Lateral resolution is limited by the size of the spot. The size of the spot is equal to central wavelength divided by 2*NA. NA is numerical aperture, which is how wide of an angle the objective is able to make as a converging beam onto the sample. Axial resolution is limited by the coherence length which is inversely related to bandwidth source. The shorter the coherence length, the more resolvable the peaks are meaning the better resolution.

Theory

Fourier-Domain OCT

Fourier Domain OCT includes a low-interferometer configuration, but includes a spectrometer as the main form of detection. This configuration provides an even more efficient way to implement the low-coherence interferometry described earlier. Instead of recording intensity at different locations of the reference mirror, the intensity is recorded as a function of the wavelengths or frequencies of the light. The intensity modulations when measured as a function of frequency are called spectral interference.

When imaging a biological sample, the rate of variation of intensity over different frequencies is indicative of the location of the different reflecting layers in the sample. It can be shown that a Fourier transform of spectral interference data provides information equivalent to that which would be obtained by moving the reference mirror.

Fourier-Domain OCT encompasses two different imaging methods: SD-OCT and Swept-Source OCT.

Spectral-Domain OCT

In spectral-domain OCT (SD-OCT), a broadband light source delivers many wavelengths to the sample, and all are measured simultaneously using a spectrometer as the detector. Using this set up, SOCT is able to perform cross sectional tomographic and spectroscopic imaging by measuring the spectrum of the backscattered light.
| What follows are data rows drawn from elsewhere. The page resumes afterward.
PR #959, opened 2021-02-19
OP-1837: NCTL - validator node shutdown >35% weight and resume 

TomVasile:
Implements itst02 from https://casperlabs.atlassian.net/wiki/spaces/OPS/pages/1133707277/Casper+Network+Infra+Test+Scenarios.

Test Run: https://drone-auto.casperlabs.io/TomVasile/casper-node/51/1/2


goral09:
I don't have access to the drone run link.

utils/nctl/sh/scenarios/itst02.sh
```diff
@@ -0,0 +1,165 @@
...
+}
+
+function log_step() {
+    local COMMENT=${1}
+    log "------------------------------------------------------------"
+    log "STEP $STEP: $COMMENT"
+    STEP=$((STEP + 1))
+}
+
+function compare() {
```
goral09, line 66: Can you add a comment to this function? `log_stop` is kind of self-described but this one has an implicit assumption that the second argument is the expected LFB.

utils/nctl/sh/scenarios/itst02.sh
```diff
@@ -0,0 +1,165 @@
...
+    # 0. Wait for network start up
+    do_await_genesis_era_to_complete
+    # 1. Allow chain to progress
+    do_await_era_change
+    # 2-4. Stop three nodes
+    do_stop_node "5"
+    do_stop_node "4"
+    do_stop_node "3"
+    # 5. Ensure chain stalled
+    sleep_and_compare "60"
```
goral09, line 34: Just FYI, this will work _iff_ the round length is lower than 60 seconds.

utils/nctl/sh/scenarios/itst02.sh
```diff
@@ -0,0 +1,165 @@
...
+    log_step "awaiting full synchronization of node=${NODE_ID}…"
+    while [ "$(do_read_lfb_hash "$NODE_ID")" != "$(do_read_lfb_hash "1")" ]; do
+        if [ "$WAIT_TIME_SEC" = "$SYNC_TIMEOUT_SEC" ]; then
+            log "ERROR: Failed to synchronize node-${NODE_ID} in ${SYNC_TIMEOUT_SEC} seconds"
+            exit 1
+        fi
+        WAIT_TIME_SEC=$((WAIT_TIME_SEC + 1))
+        sleep 1.0
+    done
+}
```
goral09, line 136: We should have the double assertion that we have in the other tests. Otherwise, we might be getting false positives and ignore a case where the node after syncing does not transition to an active participant of the protocol. I know it's slower but it's the only way we can be sure it's working correctly :grimacing:

utils/nctl/sh/scenarios/itst02.sh
```diff
@@ -0,0 +1,165 @@
...
+function main() {
+    log "------------------------------------------------------------"
+    log "Starting Scenario: itst02"
+    log "------------------------------------------------------------"
+
+    # 0. Wait for network start up
+    do_await_genesis_era_to_complete
+    # 1. Allow chain to progress
+    do_await_era_change
+    # 2-4. Stop three nodes
```
goral09, line 29: Maybe, before stopping nodes, we should verify that they're all running correctly and agree on the LFB.

utils/nctl/sh/scenarios/itst02.sh
```diff
@@ -0,0 +1,165 @@
...
+    fi
+}
+
+function sleep_and_compare() {
+    log_step "ensuring chain stalled"
+    local SLEEP_TIME=${1}
+    local LFB1=$(do_read_lfb_hash 1)
+    log "Sleeping ${SLEEP_TIME}s..."
+    sleep $SLEEP_TIME
+    local LFB2=$(do_read_lfb_hash 1)
```
goral09, line 83: A better test will be to compare LFBs on two different nodes (the only ones that are still operating).

utils/nctl/sh/scenarios/itst02.sh
```diff
@@ -0,0 +1,165 @@
...
+    local LFB1=$(do_read_lfb_hash ${1})
+    local LFB2=${2}
+
+    if [ "$LFB1" = "$LFB2" ]; then
+       log "error: $LFB1 = $LFB2, chain didn't progress."
+       exit 1
+    fi
+}
+
+function sleep_and_compare() {
```
goral09, line 77: This function is very similar to `compare` but the assertion is inverted. Can we have a separate function `assert_chain_stalled` and call it from the `sleep` here?

utils/nctl/sh/scenarios/itst02.sh
TomVasile: I actually do test it twice, I just rearranged how.

`# 9-11. Check sync of restarted node
    do_await_full_synchronization "5"
    do_await_full_synchronization "4"
    do_await_full_synchronization "3"
    # 12. Ensure era proceeds after restart
    do_await_era_change "2"
    # 13-15. Check sync of nodes again
    do_await_full_synchronization "5"
    do_await_full_synchronization "4"
    do_await_full_synchronization "3"`

goral09: Ah, I see. I missed that :) We should write this test function that asserts that LFB is the same across all nodes.

utils/nctl/sh/scenarios/itst02.sh
TomVasile: you are better at names 😄 I'll update it

utils/nctl/sh/scenarios/itst02.sh
```diff
@@ -0,0 +1,165 @@
+#!/usr/bin/env bash
+
+source "$NCTL"/sh/utils/main.sh
+source "$NCTL"/sh/views/utils.sh
+source "$NCTL"/sh/node/svc_"$NCTL_DAEMON_TYPE".sh
+source "$NCTL"/sh/utils/infra.sh
```
goral09, line 6: `source "$NCTL"/sh/views/utils.sh` already sources `infra.sh`.

utils/nctl/sh/scenarios/itst02.sh
TomVasile: should be addressed here: https://github.com/CasperLabs/casper-node/pull/959/files#diff-8bd21e6750b7829a78940cd1d0405bfe8e4ba19e78acb53c085cb8cfba164d41R69-R71

utils/nctl/sh/scenarios/itst02.sh
```diff
@@ -0,0 +1,200 @@
...
+    log_step "awaiting full synchronization of node=${NODE_ID}…"
+    while [ "$(do_read_lfb_hash ${NODE_ID})" != "$(do_read_lfb_hash '1')" ]; do
+        if [ "$WAIT_TIME_SEC" = "$SYNC_TIMEOUT_SEC" ]; then
+            log "ERROR: Failed to synchronize node-${NODE_ID} in ${SYNC_TIMEOUT_SEC} seconds"
+            exit 1
+        fi
+        WAIT_TIME_SEC=$((WAIT_TIME_SEC + 1))
+        sleep 1.0
+    done
+}
```
goral09, line 171: Do we need this if we already have `check_network_sync`?

goral09 (approved):
Cool. No blockers :)

utils/nctl/sh/scenarios/itst02.sh
TomVasile: added a fuction to check across all of the nodes used in this test: https://github.com/CasperLabs/casper-node/pull/959/files#diff-8bd21e6750b7829a78940cd1d0405bfe8e4ba19e78acb53c085cb8cfba164d41R138

I call it prior to stopping the nodes (https://github.com/CasperLabs/casper-node/pull/959/files#diff-8bd21e6750b7829a78940cd1d0405bfe8e4ba19e78acb53c085cb8cfba164d41R29) and after we check that each individual node starts up (https://github.com/CasperLabs/casper-node/pull/959/files#diff-8bd21e6750b7829a78940cd1d0405bfe8e4ba19e78acb53c085cb8cfba164d41R51)

utils/nctl/sh/scenarios/itst02.sh
TomVasile: added a fuction to check across all of the nodes used in this test: https://github.com/CasperLabs/casper-node/pull/959/files#diff-8bd21e6750b7829a78940cd1d0405bfe8e4ba19e78acb53c085cb8cfba164d41R138

utils/nctl/sh/scenarios/itst02.sh
TomVasile: extended this to check that node1 and node 2 didnt progress and that their lfbs don't mismatch.

https://github.com/CasperLabs/casper-node/pull/959/files#diff-8bd21e6750b7829a78940cd1d0405bfe8e4ba19e78acb53c085cb8cfba164d41R82-R105

utils/nctl/sh/scenarios/itst02.sh
TomVasile: removed

utils/nctl/sh/scenarios/itst02.sh
TomVasile: Yea i debated removing it. I think it could go with the network sync taking its place

TomVasile: removed in: https://github.com/CasperLabs/casper-node/pull/959/commits/9b0e9d05529c9c5b7f9239cbccf8e56d89785f0b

Thus, specific spectral features can be extracted through signal processing.

Spectral information

Once the data is processed, one can perform further analysis to extract specific spectral features. For example, if you take the short-time Fourier transform, one may obtain the power spectrum of the sample. Since tissue scattering follows a power law dependence with wavelength, this could be a good way to characterize specific tissues.

${\displaystyle {\text{STFT}}(k,d;w)=\int _{-\infty }^{\infty }i_{d}(d')w(d-d';\Delta d)e^{-ikd'}d(d')}$

where w is a spatially confined windowing function that extracts spatially-localized frequency information by suppressing information from outside of the window, commonly a Gaussian distribution, centered around d with width delta d.

Furthermore, one can describe this power spectrum using Beer’s law. If one is familiar with Beer’s law, one will know that the scattering coefficient and absorption coefficient can then be extracted. These values can also provide a lot of information to users about the biological sample being studied.

${\displaystyle S(d)=\xi \cdot \mu _{b,NA}e^{-2\mu _{OCT}d}}$

${\displaystyle \mu _{OCT}=\mu _{t}=\mu _{s}+\mu _{a}}$

S(d) is the power spectrum as a function of depth, while mu_OCT is the signal attenuation coefficient. In order to fully extract scattering and absorption coefficients from the attenuation coefficient, one will need to perform least squares fitting [2].

${\displaystyle \mu _{OCT}=a\cdot \lambda ^{-b}\textstyle \sum _{i}\displaystyle (c_{i}\mu _{a,i})}$

Application

By extracting spectral information such as the power law coefficients, absorption coefficients, and scattering coefficients from a biological sample, one may diagnose healthy v. unhealthy tissues using these parameters. Current research applications are utilizing SD OCT to provide further spectral information on biological samples induced with certain diseases. One may also use this information to assist in determining the stages of disease that the biological sample is exemplifying [2].